My career as a designer is done my life since you left has crashed and burn. I got a new job at a company that pays me nothing, and I dont have anyone to consult with. My voice is messing up again I stutter, and my words are slurring. I cant play the guitar without looking up and seeing your funny smile and saying that's good.
I wish you can tell me where I should go and what to do because I cant give up on you. I dont want you to come to Washington, and I wish you would understand that the rules I had to enforce weren't mine I had to follow them too, though it would piss me off as well. I mean you weren't the only one who wanted to get away, coming home to you was the only reason why I even stayed there. I asked you before you got here if you wanted to go someone else you told me no not really. So i brought you here if you told me otherwise i would have flown us both there.

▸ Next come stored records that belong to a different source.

PR #2775, opened 2022-05-08
fix: [DHIS2-13241] URL out of sync after adding event

eirikhaugstulen:
After adding an event, the user is redirected to the main-page with the programId and orgUnitId is stored in the URL. 
The URL is missing a "?", and the Ids are therefore interpreted as a part of the pathname, and not as a query parameter.
A refresh would cause the app to lose the program- and orgUnit-context.


jasminenguyennn (approved):

geethaalwan (approved):
Tested successfully on 2.39 and 2.38.1 here https://deploy-preview-2775--dhis2-capture.netlify.app/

I....am unwell nothing here works for me anymore, I just want your forgiveness I just want you to help me end this feeling I want you to know that I just asked my friends for help and I told them what happened I didnt mean for it to end up this way I called your mom because I thought you would have been in Florida or even told her what's going on I worry about you I told you this I always worry about you because when you come back your even more messed up then you were when you left that's why I would say no certain objects or how I didnt want you to work till you were ready I know you I know your body I know your mental state and like I said I wanted to try to get you completely better yea Washington isn't a good place but it wasnt suppose to be permanent it was just till I graduated college I told you we were going to the east coast which I still want to take you, and i worked hard to get us there that's why I said I needed 3 weeks to get the money because i wasnt working 5 days but once i did I would have had the money for us to get tickets and be well off till I find work. I think we do love each other and we both want to make it work well that's what I think. I want to be able to see you again to talk to you. I want you to know how
Much pain I am in without you, when you were here or even in my life, everything went well. Or even perfect because your my angel, my guardian angel. You are so much to me, my best friend like you said, I mean this toxic relationship is because we have a lot of unnecessary stuff going on. That's why I left my family because I just want....you i literally have nothing other then you and smokey or I had you.

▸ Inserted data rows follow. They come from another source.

PR #2778, opened 2022-05-10
feat: [DHIS2-12140] working list based on displayfrontpagelist

simonadomnisoru:


JoakimSM (commented):
Thanks @simonadomnisoru,

Can we always use the URL as the template/view/working list source? And update the template id in the Redux store based on what we have in the URL? I'm available for a chat if you want.

JoakimSM (commented):
I dived a bit more into this and it seems to work well 👍 I have some structural suggestions though. The working lists (event and tracker) are a good candidates for independent Widgets in the future. The `WorkingListsBase` "module" is "ready" be used in such a Widget and it would be great to not add code here that would break this (and require a refactor). The `TeiWorkingLists` would definitely require some refactoring, but I think it will be worth the effort if we hand off the responsibility for updating the URL to the outer components by exposing an event: "onChangeTemplate" (or something similar). When we want to update the URL from within the `TeiWorkingLists` we would call `onChangeTemplate` and the callback handler would do the URL-updating logic.

Let me know if you want a chat about this 🙂

jasminenguyennn (approved):

JoakimSM (approved):
LGTM 👍

geethaalwan (approved):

My body honestly isn't holding up well. But anyway. I hope your doing well. I never wanted to ruin anything you have or take stuff away. I wanted to add to it I wanted to watch you achieve so much I know your Hope's and dreams and i want to help you achieve them as a thank you for letting me spend the rest of my life with you. But i guess i have to wait again to finally finish up the rest of my life with you.
I dont always say I keep my eyes on you just to see who your dating it's because i need to make sure your not dying your not breaking even more. Yet you always see me as everyone else that does you wrong. I told you I would always watch over you. I told you that when we first met I said it constantly yea people dont get it or understand it but I am a man of my word. If I promise someone something I will keep it no matter what. I promised to take care of you matter what something you made me promise to. That's why I try to keep my eyes on you, because I care about you even when you thought you were obese I love you, you and your anxieties, that's what makes me love you more because your different you dont try to be like everyone else though you want to be I think your perfect because we bring out the best and worst in each other. So that's why I watch over you it's because i only care about you.
Please be ok and please dont forget about me though you say you cant I just pray that you will talk to me soon so we can get away and start over.
So yea I love you and I'll be here when you need me. I'll do what I can to get better but idk I'll think of sonething.